La chanteuse et comédienne Camélia Jordana a suscité la colère du ministre de l'Intérieur après ses propos condamnant les violences policières ce 23 mai dans l'émission On n'est pas couché. Une prise de position radicale qui n'est pourtant pas la première de la jeune artiste, comme le prouvent ses déclarations concernant la mort d'Adama Traoré survenue en 2016.
Camélia Jordana : une interview sur les violences policières resurgit après ses propos dans ONPC

Alors que depuis ce samedi 23 mai, la chanteuse et comédienne Camélia Jordana est au cœur de la polémique après ses propos anti-flics sur le plateau d'On n'est pas couché, on réalise que ces accusations envers les forces de l'ordre ne sont pas les premières émanant de la jeune artiste.

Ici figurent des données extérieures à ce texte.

Issue #10721, opened 2023-04-19
[QA] Cannot add a new space 


HanaGemela:
### Pre-submission Checks

- [X] I [checked for similar issues](https://github.com/owncloud/client/issues?q=), but could not find any. I also checked the closed issues. I could not contribute additional information to any existing issue.
- [X] I will take the time to fill in all the required fields. I know that the bug report may be dismissed otherwise due to lack of information.

### Describe the QA issue

I've added a new space in web ui and now been waiting already 20 minutes till it'll be shown in 'Add a space' dialog...

ownCloud 4.0.0.10697-daily20230419
mac
https://ocis.ocis-traefik.latest.owncloud.works and https://ocis.ocis-keycloak.latest.owncloud.works

Possibly related to https://github.com/owncloud/client/issues/10718

### Steps to reproduce the issue

1. Create a new space in web ui
2. Add a space in the client using the Add space button

### Screenshots

No screenshot

### Expected behavior

New space is listed in the 'Add space' dialog

### Actual behavior

New space is not listed in the 'Add space' dialog. Only Personal and Shares are shown

michaelstingl:
@HanaGemela please share logs (HTTP included)

HanaGemela:
Logs here https://cloud.owncloud.com/index.php/f/5991897

I can recreate with just one account and let me know how long should I wait for the new space to arrive. It used to be displayed immediately though

HanaGemela:
I've added a new log with one file and no waiting. 
Also realised that the space are only added after quitting and restarting

TheOneRing:
Please reproduce with a single account

HanaGemela:
@TheOneRing done

TheOneRing:
thx got an idea

HanaGemela:
Still broken in ownCloud 4.0.0.10703-daily20230419

HanaGemela:
Still broken in ownCloud 4.0.0.10718-beta2, mac

TheOneRing:
This time for real I hope

HanaGemela:
Fixed in ownCloud 4.0.0.10729-daily20230421

PR #10741, opened 2023-04-21
Connect legacy signal

TheOneRing:
This fixes spaces listing after a relogin
Fixes: #10721


src/libsync/graphapi/spacesmanager.cpp
```diff
@@ -43,6 +43,8 @@ SpacesManager::SpacesManager(Account *parent)
 
     connect(_refreshTimer, &QTimer::timeout, this, &SpacesManager::refresh);
     connect(_account, &Account::credentialsFetched, this, &SpacesManager::refresh);
+    // legacy signal which is going to be removed in 5.0
```
fmoc, line 46:
```suggestion
    // TODO: legacy signal which is going to be removed in 5.0
```

Makes this a little more visible in common IDEs.

TheOneRing: I have already a pr for that :D

fmoc (approved):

En 2018 déjà, son clip Freddie Gray (réalisé en animation) mettait en scène des hommes noirs totalement nus se faisant exécuter par un policier comme dans un jeu vidéo. Chacune des victimes tenait une pancarte faisant référence à son nom et à la date de sa mort. Sur l’une d’entre elles, on pouvait lire "Adama Traoré, 19 juillet 2016", avant que sa tête n’explose sous l’impact d’une balle tirée à bout portant. Un clip qui voulait dénoncer les violences policières et jeter un coup de projecteur sur la récente mort d'Adama Traoré, un jeune homme de 24 ans interpellé en 2016 par la police et supposément mort d'une crise cardiaque alors qu'il se faisait contrôler.

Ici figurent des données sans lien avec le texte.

PR #10742, opened 2023-04-21
Cleanup autoupdate setup

TheOneRing:
Fixes: #10709

### DIFF
--- a/src/gui/generalsettings.cpp
+++ b/src/gui/generalsettings.cpp
@@ -52,8 +52,7 @@ GeneralSettings::GeneralSettings(QWidget *parent)
 {
     _ui->setupUi(this);
 
-    connect(_ui->desktopNotificationsCheckBox, &QAbstractButton::toggled,
-        this, &GeneralSettings::slotToggleOptionalDesktopNotifications);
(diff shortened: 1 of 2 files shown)


src/gui/generalsettings.cpp
```diff
@@ -131,8 +128,32 @@ GeneralSettings::GeneralSettings(QWidget *parent)
     // that way, when we intend to reset to the original selection when the dialog, we can look up the config file's stored value in the data model
     _ui->updateChannel->addItem(tr("stable"), QStringLiteral("stable"));
     _ui->updateChannel->addItem(tr("beta"), QStringLiteral("beta"));
-    connect(_ui->updateChannel, static_cast<void (QComboBox::*)(int)>(&QComboBox::currentIndexChanged), this, &GeneralSettings::slotUpdateChannelChanged);
-    slotUpdateInfo();
+
+    if (ConfigFile().skipUpdateCheck() || !Updater::instance()) {
```
erikjv, line 132: I think you got the condition inverted? In the removed code the function returns if this condition is true...

erikjv (changes requested):

erikjv (approved):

"Montrer la cruauté dans la normalité"

En 2019, dans les colonnes des Inrockuptibles, on trouvait à ce sujet une discussion entre Camelia Jordana et Assa Traoré, la sœur du jeune homme décédé. "Ce qui était important pour moi c’est qu’on voit la cruauté dans la normalité", avançait la jeune artiste comme un fait établi. "Après ça, dans le clip, le personnage du flic rentre chez lui avec son fils, dort avec sa femme et le lendemain rebelote, il allume la lumière et c’est...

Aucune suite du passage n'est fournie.